Similarly, it is possible to isolate the synthetic fibers from the natural cellulosic fibers, e.g. via known enzymatic processes that degrade the cellulose, usually transforming it into glucose.

Fibers may be also manually separated to be tested.

Properties, such as the length, of the first fibers or the second fibers can thus be tested.
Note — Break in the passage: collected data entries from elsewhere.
PR #3296, opened 2026-08-20
feat(network): ask link rules' "exactly one parent" question per site

### LINKED ISSUE #3260: Network Device Link Rules should support per-Site/Unit scoping instead of requiring exactly one global parent match
Network Device Link Rules (Network > Automation > Link Rules) work correctly when viewing a single Site/Unit's Topology — e.g., a rule matching Child Label `WB Unit-Switches` to Parent Label `SubCategory:Router` correctly draws each unit's switches uplinked to that unit's router (confirmed working on WB Unit 0661: Tiered view shows router → 3 switches → access points, exactly as intended).

However, in the overall/global Network Topology view (across all sites), the same rule fails with:

> "Router link to Switches: 14 devices carry the parent labels. Exactly one must, or there is no way to tell which is the uplink."

This happens because we have one Router per Unit (14 units total), and all 14 routers carry the same `SubCategory:Router` label. The rule's design — requiring the Parent Device Labels to match **exactly one device in the entire project** — works for a single-site view but breaks down at the global view, even though each individual site/unit unambiguously has exactly one router.

Allow a Link Rule to be scoped per-Site (or per some other grouping, e.g. per-Unit), so that "exactly one parent match" is evaluated *within each site* rather than globally across the whole project. This would let one rule definition (e.g., "Switches uplink to the Router in the same Site") apply repeatably and correctly across all 14+ units, rather than requiring either a separate rule per site or accepting the ambiguity warning at the global level.

Creating a separate Link Rule per site/unit with more specific labels that uniquely identify each router — not practical at 14+ sites and growing, and defeats the purpose of a reusable rule.

**Additional context**
This is a follow-up to the recently shipped Link Rules / Device Links / Parent Device field work  — that release correctly solved per-site linking, but the global topology view's "exactly one match" validation doesn't yet account for site boundaries. Screenshots attached: working per-unit Tiered view (WB Unit 0661), the Link Rule configuration (Child: `WB Unit-Switches`, Parent: `SubCategory:Router`), and the ambiguity warning shown at the global Topology view.

Image

Image

Image

Image

simlarsen:
Fixes #3260.

## The bug is worse than the warning suggests

A link rule links every device carrying **all** the child labels to the **single** device carrying **all** the parent labels. That "exactly one" question was asked across whatever device set the caller handed the resolver — and the topology API narrows its device query by site only when a single site is being viewed.

So the invariant was being satisfied by the *query*, not by the rule. On a per-site map it resolved fine. On the global map, all fourteen units' routers carried `SubCategory:Router`, `parents.length === 14`, and the rule returned `links: []` with `ambiguousParent`.

The API pushed only `outcome.links` into the graph, so **every rule-derived uplink vanished from the global map** — the thirteen unambiguous ones along with the ambiguous one. The reporter saw an amber banner and a topology missing its entire label-driven hierarchy.

## The fix

Rules gain an opt-in `scope` column (nullable ShortText, following the `NetworkDeviceMonitoringMethod` precedent):

- **Project** — NULL, unrecognised text, and every rule that exists in every database today. Asks across the whole project, byte for byte as before.
- **Site** — asks the same question once per site and unions the results, so one rule draws the same router-to-switch star in all fourteen buildings.

Opt-in rather than inferred. Inferring per-site behaviour would need no configuration and would have fixed the reporter without them touching anything — but it silently changes what an already-saved rule draws, and a rule that was *correctly* reporting ambiguity would start asserting cabling nobody stated. The model's own comments make a point of refusing to guess about cabling.

## Two consequences worth reviewing carefully

**Warnings are no longer all-or-nothing.** A site-scoped rule can draw in thirteen sites and still owe an account of the fourteenth, so the API stops deciding "this rule failed" with `links.length === 0` and asks `getWarning` instead. That returns at most one clause-composed line per rule, so the banner's length is bounded by the number of rules the operator wrote rather than by the number of sites in their project:

> Drawing in 13 of 14 sites. 2 devices carry the parent labels in Unit 07. Exactly one must, or there is no way to tell which is the uplink.

**A site speaks only when it holds devices the rule wanted to place.** This is the load-bearing noise decision. Parent labels like `SubCategory:Router` are present in nearly every site by construction, so warning about every parentless site would trade one loud failure for two hundred quiet ones and the banner would be ignored inside a week.

The cost is real and is stated in the code rather than hidden: a site whose child labels all went missing goes unmentioned, and only the coverage denominator moves. The invariant kept instead is narrower — a rule may be quiet about one site, but it can never be quiet while drawing nothing at all (`links.length === 0` always yields a defined `skipReason`, so it always yields a warning).

## Deliberate limits

- **Unsited devices are skipped, not pooled.** Asking "exactly one parent among all the unsited devices" would draw an edge between two boxes whose only relationship is that nobody has assigned them a site yet. They are counted and reported instead: *"2 devices carrying the child labels are not assigned to a site, so this site-scoped rule skips them."*
- **Grouping is by the device's own exact site, never an ancestor.** `NetworkSite` has `parentSiteId`, so a parent router on a parent site with switches beneath it will not resolve. Subtree scoping needs a semantics decision nobody has made (does a parent site's router serve its children's devices?), so the leaf behaviour is documented in the form field, in the operator help, and pinned by a test rather than left emergent.
- **Site names ride in on the device rows** (`site: { name: true }`, which is `canReadOnRelationQuery`) rather than a separate `NetworkSiteService` query, which would throw `NotAuthorizedException` for a role holding only `ReadNetworkDevice` and take the whole map down for the sake of a string.

## Verification

- `Common` and `App` `tsc --noEmit`: clean. eslint + prettier on all changed files: clean.
- **`Common/Tests/Utils/Monitor/NetworkDeviceLinkRuleUtil.test.ts` — 47 pass.** Append-only: all 10 pre-existing cases pass with zero edits, which is the regression guard on the Project path. 37 new cases cover per-site grouping, the silence rules, unsited devices, both invariants (`matchedChildCount === links.length`; `links.length === 0 ⟺ skipReason` defined) swept over a scenario table, message composition, the name cap and truncation, determinism of the message under input reordering, and non-mutation of the caller's device array.
- **`Common/Tests/Types/NetworkDevice/NetworkDeviceLinkRuleScope.test.ts` — 43 pass.** Table-driven; pins that NULL and unrecognised text read as Project, which is what protects existing rules.
- **`App/Tests/BaseAPI/NetworkDeviceTopologyAPI.test.ts` — 15 pass.** 6 pre-existing untouched. The centrepiece is an adjacent pair over the same 14-site fixture: the Project-scoped rule draws nothing at all, and the same rule at Site scope draws the thirteen and names the fourteenth.
- 515 tests / 17 suites across the affected `Common` area, including the schema-wide `PermissionCatalogueCoverage` and `ColumnTransformerInvariants` checks.
- Migration generated with `typeorm migration:generate` (not hand-written) and registered in `SchemaMigrations/Index.ts`. It applies to a fully-migrated database, and `migration:generate --check` afterwards reports **"No changes in database schema were found"** — zero drift.

**Not verified:** the dashboard was not run. Docker was unavailable on this machine, so the app could not be started; the UI change is a declarative `ModelTable` form field and column following the existing `monitoringMethod` dropdown, type-checked and lint-clean, but nobody has clicked it.

### DIFF
--- a/App/FeatureSet/BaseAPI/API/NetworkDeviceTopology.ts
+++ b/App/FeatureSet/BaseAPI/API/NetworkDeviceTopology.ts
@@ -39,6 +39,7 @@ import Label from "Common/Models/DatabaseModels/Label";
 import NetworkDeviceLinkRuleUtil, {
   LinkRuleDeviceInput,
   LinkRuleOutcome,
+  LinkRuleWarning,
 } from "Common/Utils/Monitor/NetworkDeviceLinkRuleUtil";
 import NetworkTopologySuppressionService from "Common/Server/Services/NetworkTopologySuppressionService";
 
@@ -163,6 +164,19 @@ export default class NetworkDeviceTopologyAPI {
                  */
                 labels: {
                   _id: true,
+                },
+                /*
+                 * Not rendered either — read only by site-scoped uplink rules,
+                 * which ask "exactly one parent" once per site rather than
+                 * once per project. The name rides along so a rule that fails
+                 * in one site can name it; NetworkSite.name is
+                 * canReadOnRelationQuery, so this needs no ReadNetworkSite
+                 * permission and a separate site query (which would 403 a
+                 * device-only role and take the whole map down) is avoided.
+                 */
+                siteId: true,
+                site: {
+                  name: true,
                 },
                 /*
                  * The LLDP and CDP walks ride along with the interface walk,
@@ -463,6 +477,7 @@ export default class NetworkDeviceTopologyAPI {
                 _id: true,
                 name: true,
                 isEnabled: true,
+                scope: true,
                 childDeviceLabels: {
                   _id: true,
                 },
@@ -494,6 +509,14 @@ export default class NetworkDeviceTopologyAPI {
               return {
                 id: device.id!.toString(),
                 labelIds: labelIdsOf(device.labels),
+                /*
+                 * .toString() is load-bearing: the resolver keys a Map on this
+                 * to group devices by site, and an ObjectID instance would
+                 * compare by identity — putting every device in a site of its
+                 * own and silently reducing site scope to nothing.
+                 */
+                siteId: device.siteId?.toString(),
+                siteName: device.site?.name,
               };
             },
           );
@@ -507,6 +530,7 @@ export default class NetworkDeviceTopologyAPI {
                   isEnabled: rule.isEnabled,
                   childLabelIds: labelIdsOf(rule.childDeviceLabels),
                   parentLabelIds: labelIdsOf(rule.parentDeviceLabels),
+                  scope: rule.scope,
                 };
               }),
               ruleDeviceInput,
@@ -589,7 +613,9 @@ export default class NetworkDeviceTopologyAPI {
            * present, only their state is missing) and search cannot fix it,
            * so it gets its own flag rather than lying in this one.
            */
-          topology.isTruncated = devices.length >= LIMIT_PER_PROJECT;
+          const isDeviceListTruncated: boolean =
+            devices.length >= LIMIT_PER_PROJECT;
+          topology.isTruncated = isDeviceListTruncated;
 
           /*
            * The builder reports endpoints it dropped internally; OR in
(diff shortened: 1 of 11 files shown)


simlarsen:

|---|---|---|---|---|---|---|
| :white_check_mark: | Open Source Security| 0 | 0 | 0 | 0 | [ 0 issues](https://app.snyk.io/org/oneuptime-RsC2nshvQ2Vnr35jHvMnMP/pr-checks/b2a24cd9-747a-4361-b0be-b923906752c5?refs=dff36910a05de7597fd22b93d78e0cef24eb4005&source=prChecksComment) |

Preferably, in order to provide a better interaction between the first fibers and the second fibers of the sheath, the length of the second fibers is not too much greater than the length of the first fibers. A preferred ratio L(n)/L(n)between the average length L(n) of the second fibers versus the average length L(n) of the first fibers is between 1.5 and 3.8, more preferably between 2 and 3.5. The best results have been found to occur when the above discussed ratio is between 2.5 and 3.3.

The yarn according to one or more of the preceding aspects can be used to produce a fabric, in particular a woven fabric and a garment comprising such a woven fabric. It is in particular possible to produce a fabric wherein yarns according to the invention are used both in warp and weft direction.

It has been found that such a fabric, and in particular a garment made from such a fabric, can be made without using virgin (i.e. conventional) cotton, while having similar wearability properties (hand, softness, etc.) as well as optical properties (brightness, dyeability, etc.) with respect to a fabric made from conventional cotton yarns. Also, compared with fabrics made from conventional cotton yarns, the fabric according to the present invention shows similar mechanical properties, such as similar tensile strength, as well as better abrasion properties. Thus, a fabric made of yarns according to the invention can be effectively used in the production of apparels in the field of workwear and medical industry garments.